Ruth, upset, looked away.
‘There are loads of grants and stuff for people like Grace,’ Vicky said, defensive. Upsetting Ruth was her territory.
‘People like Grace?’ Tom cut in, angry.
Ignoring this, Vicky carried on, ‘In fact, she’ll probably be better off by the time she finishes—not like the rest of us, up to our eyes in student-loan debt. Cambridge are offering her a scholarship anyway, so what’s the big deal.’
Saskia said slowly, ‘I thought she was going for that NASA one at Yale?’
Vicky, no longer interested, didn’t respond.
Grace was one of their group, and Vicky was tyrannical about having up-to-date information on all members. She considered the group—her group—a profound social achievement given that she’d only started at Burwood Girls’ in Year 11. First she successfully penetrated an already-established group, then she amputated the excess, re-forming a splinter cell comprising core members only: Grace Cummings, Saskia Greaves and Ruth Dent. She put her rapid rise down to not only getting them into Tom’s university parties but even some London ones as well. Who else on all Satan’s earth could have got them into Lilly Allen’s brother’s eighteenth for fuck’s sake?
They turned right off the lane into Martha’s Fruit Farm and tried looking for a space in the field full of cars. In the end they parked at the top near a ridge of trees where there was a sandpit.
Ruth, worried, said, ‘D’you think they’ll have raspberries?’

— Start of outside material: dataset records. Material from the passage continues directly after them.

Issue #717, opened 2019-12-04
[API] Convert to OpenAPI


Fryguy:

abellotti:
With the OpenAPI spec versioning to match ManageIQ's, bringing in the API & MiQ versioning that were on separate version paths to now being one in the same.

PR #945, opened 2020-10-26
Automatically generate an OpenApi specification

agrare:
Passes validation https://editor-next.swagger.io/

```
$ bundle exec rake app:manageiq:api:openapi_generate
```

TODO
- [x] Load models to build schema
- [x] Add descriptions if a column has a comment
- [ ] Detect and build parameters
- [ ] Handle multiple post actions

https://github.com/ManageIQ/manageiq-api/issues/717

### DIFF
--- a/lib/manageiq/api/open_api/generator.rb
+++ b/lib/manageiq/api/open_api/generator.rb
@@ -34,7 +34,16 @@ module ManageIQ
         end
 
         def build_schemas
-          ::Api::ApiConfig.collections.each_with_object({}) do |(_collection_name, collection), schemas|
+          schemas = {
+            "ID" => {
+              "type"        => "string",
+              "description" => "ID of the resource",
+              "pattern"     => "^\\d+$",
+              "readOnly"    => true,
+            }
+          }
+
+          ::Api::ApiConfig.collections.each do |_collection_name, collection|
             next unless collection.klass
 
             model = collection.klass.constantize
@@ -45,6 +54,8 @@ module ManageIQ
               "additionalProperties" => false
             }
           end
+
+          schemas
         end
 
         def build_schema_properties(model)
@@ -78,17 +89,6 @@ module ManageIQ
 
             properties_value
           end
-        end
-
-        def schemas
-          @schemas ||= {
-            "ID" => {
-              "type"        => "string",
-              "description" => "ID of the resource",
-              "pattern"     => "^\\d+$",
-              "readOnly"    => true,
-            }
-          }
         end
 
         def skeletal_openapi_spec
--- a/lib/manageiq/api/open_api/generator.rb
+++ b/lib/manageiq/api/open_api/generator.rb
@@ -46,9 +46,10 @@ module ManageIQ
           ::Api::ApiConfig.collections.each do |_collection_name, collection|
             next unless collection.klass
 
-            model = collection.klass.constantize
+            model       = collection.klass.constantize
+            schema_name = model.name.gsub("::", "_")
 
-            schemas[model.name] = {
+            schemas[schema_name] = {
               "type"                 => "object",
               "properties"           => build_schema_properties(model),
               "additionalProperties" => false
--- a/lib/manageiq/api/open_api/generator.rb
+++ b/lib/manageiq/api/open_api/generator.rb
@@ -94,10 +94,12 @@ module ManageIQ
         def skeletal_openapi_spec
           {
             "openapi"    => OPENAPI_VERSION,
-            "info"       => {},
-            "security"   => [],
+            "info"       => {
+              "version"     => api_version,
+              "title"       => ::Api::ApiConfig.base.name,
+              "description" => ::Api::ApiConfig.base.description
+            },
             "paths"      => {},
-            "servers"    => [],
             "components" => {
               "parameters" => {},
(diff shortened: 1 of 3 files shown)


agrare:
This mostly just populates the schema from the models, not building out the paths yet

lib/manageiq/api/open_api/generator.rb
```diff
@@ -0,0 +1,139 @@
...
+
+        def manageiq_api_engine
+          @manageiq_api_engine ||= Vmdb::Plugins.all.detect { |e| e.name == "ManageIQ::Api::Engine" }
+        end
+
+        def skeletal_openapi_spec
+          {
+            "openapi"    => openapi_version,
+            "info"       => {},
+            "secuirty"   => [],
```
Fryguy, line 127:
```suggestion
            "security"   => [],
```

lib/manageiq/api/open_api/generator.rb
```diff
@@ -0,0 +1,112 @@
...
+          }
+        end
+
+        def skeletal_openapi_spec
+          {
+            "openapi"    => OPENAPI_VERSION,
+            "info"       => {
+              "version"     => api_version,
+              "title"       => "API",
+              "description" => "REST API"
```
agrare, line 100: This matches what `GET /api` returns:
```
{
  "name": "API",
  "description": "REST API",
  "version": "4.4.0-pre",
```

lib/manageiq/api/open_api/generator.rb
```diff
@@ -0,0 +1,113 @@
...
+              "pattern"     => "^\\d+$",
+              "readOnly"    => true,
+            }
+          }
+
+          ::Api::ApiConfig.collections.each do |_collection_name, collection|
+            next unless collection.klass
+
+            model       = collection.klass.constantize
+            schema_name = model.name.gsub("::", "_")
```
agrare, line 50: image

lib/manageiq/api/open_api/generator.rb
```diff
@@ -0,0 +1,113 @@
...
+
+            schemas[schema_name] = {
+              "type"                 => "object",
+              "properties"           => build_schema_properties(model),
+              "additionalProperties" => false
+            }
+          end
```
Fryguy, line 57: After we build the schemas, can we sort by schema_name?  Right now they seem to come in a strange order.

Fryguy: Or perhaps "ID" followed by our models sorted by name.

agrare: :+1: yeah definitely, right now they are coming in in the order of the API yaml definition but alphabetically sorted is better

lib/manageiq/api/open_api/generator.rb
```diff
@@ -0,0 +1,113 @@
...
+        end
+
+        def build_schema_properties(model)
+          model.columns_hash.each_with_object({}) do |(key, value), properties|
+            properties[key] = build_schema_properties_value(model, key, value)
+          end
+        end
+
+        def build_schema_properties_value(model, key, value)
+          if key == model.primary_key || key.ends_with?("_id")
```
Fryguy, line 69: We know there are a few fields where they are named `_id` but aren't actually ids.  Perhaps instead of this check here we check `value.sql_type_metadata.type` down below, and in the integer case we do this `key == model.primary_key || key.ends_with?("_id")` over there.

This way we are effective checking `("id" || "_id") && is_integer?`

agrare: Good catch
```
           "provider_segmentation_id": {
-            "$ref": "#/components/schemas/ID"
+            "type": "string"
           },
```

lib/manageiq/api/open_api/generator.rb
```diff
@@ -0,0 +1,123 @@
...
+          else
+            properties_value["type"] = "string"
+          end
+
+          # If there is a comment present on the column and the property is
+          # a $ref we have to use allOf since all other properties of a $ref
+          # are ignored
+          if value.comment.present?
+            if properties_value.key?("$ref")
+              properties_value = {"allOf" => [properties_value, {"description" => value.comment}]}
```
agrare, line 96: If we have a description on a foreign_key we have to use `allOf: []` because any other properties with a `$ref` are ignored

lib/manageiq/api/open_api/generator.rb
```diff
@@ -0,0 +1,123 @@
...
+        def build_schema_properties_value(model, key, value)
+          properties_value = {}
+
+          case value.sql_type_metadata.type
+          when :datetime
+            properties_value["type"]   = "string"
+            properties_value["format"] = "date-time"
+          when :integer
+            if key == model.primary_key || key.ends_with?("_id")
+              properties_value = {"$ref" => "##{SCHEMAS_PATH}/ID"}
```
Fryguy, line 77: Super minor but to be consistent with the other branches, this could be
```suggestion
              properties_value["$ref"] = "##{SCHEMAS_PATH}/ID"
```

agrare: :+1: done

agrare:
@Fryguy believe I addressed all existing comments, PTAL

PR #947, opened 2020-10-27
Handle DDF type API_ATTRIBUTES in AuthenticationsSpec

agrare:
If an Ansible credential has DDF type attributes then we don't get a val in the loop.  Still trying to work out if this is the right fix or a band aid, this doesn't seem to be an issue for all credentials just some

https://github.com/ManageIQ/manageiq/pull/20568

### DIFF
--- a/spec/requests/authentications_spec.rb
+++ b/spec/requests/authentications_spec.rb
@@ -507,7 +507,7 @@ RSpec.describe 'Authentications API' do
         next unless defined? subklass::API_OPTIONS
         subklass::API_OPTIONS.tap do |options|
           options[:attributes].each do |_k, val|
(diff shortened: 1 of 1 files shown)


agrare:
Okay so all of the `AnsibleTower` credentials still use the old style: https://github.com/ManageIQ/manageiq-providers-ansible_tower/blob/master/app/models/manageiq/providers/ansible_tower/automation_manager/amazon_credential.rb#L3-L13
The EmbeddedAnsible credentials use the DDF style: https://github.com/ManageIQ/manageiq/blob/master/app/models/manageiq/providers/embedded_ansible/automation_manager/amazon_credential.rb#L3-L21

chessbyte (approved):

PR #949, opened 2020-10-27
[KASPAROV] Test with ruby 2.6.6 on Kasparov

jrafanie:
Test with ruby 2.6.6 on Kasparov


jrafanie:
Failure with blaster outer... starting over.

‘Will you shut up about raspberries.’ Vicky pulled her skirt off the back of her legs, which were covered in an imprint of the car’s upholstery.
‘I only mentioned them once.’
‘You mentioned them like about a hundred times,’ Vicky said, moving off between the rows of parked cars, the air heavy with the scent of fruit on the turn.
They straggled slowly down the field whose early summer ruts had now been baked hard by the sun. By the time they got to the weighing-in hut at the bottom, all three girls had linked arms, their heads resting on each other’s shoulders.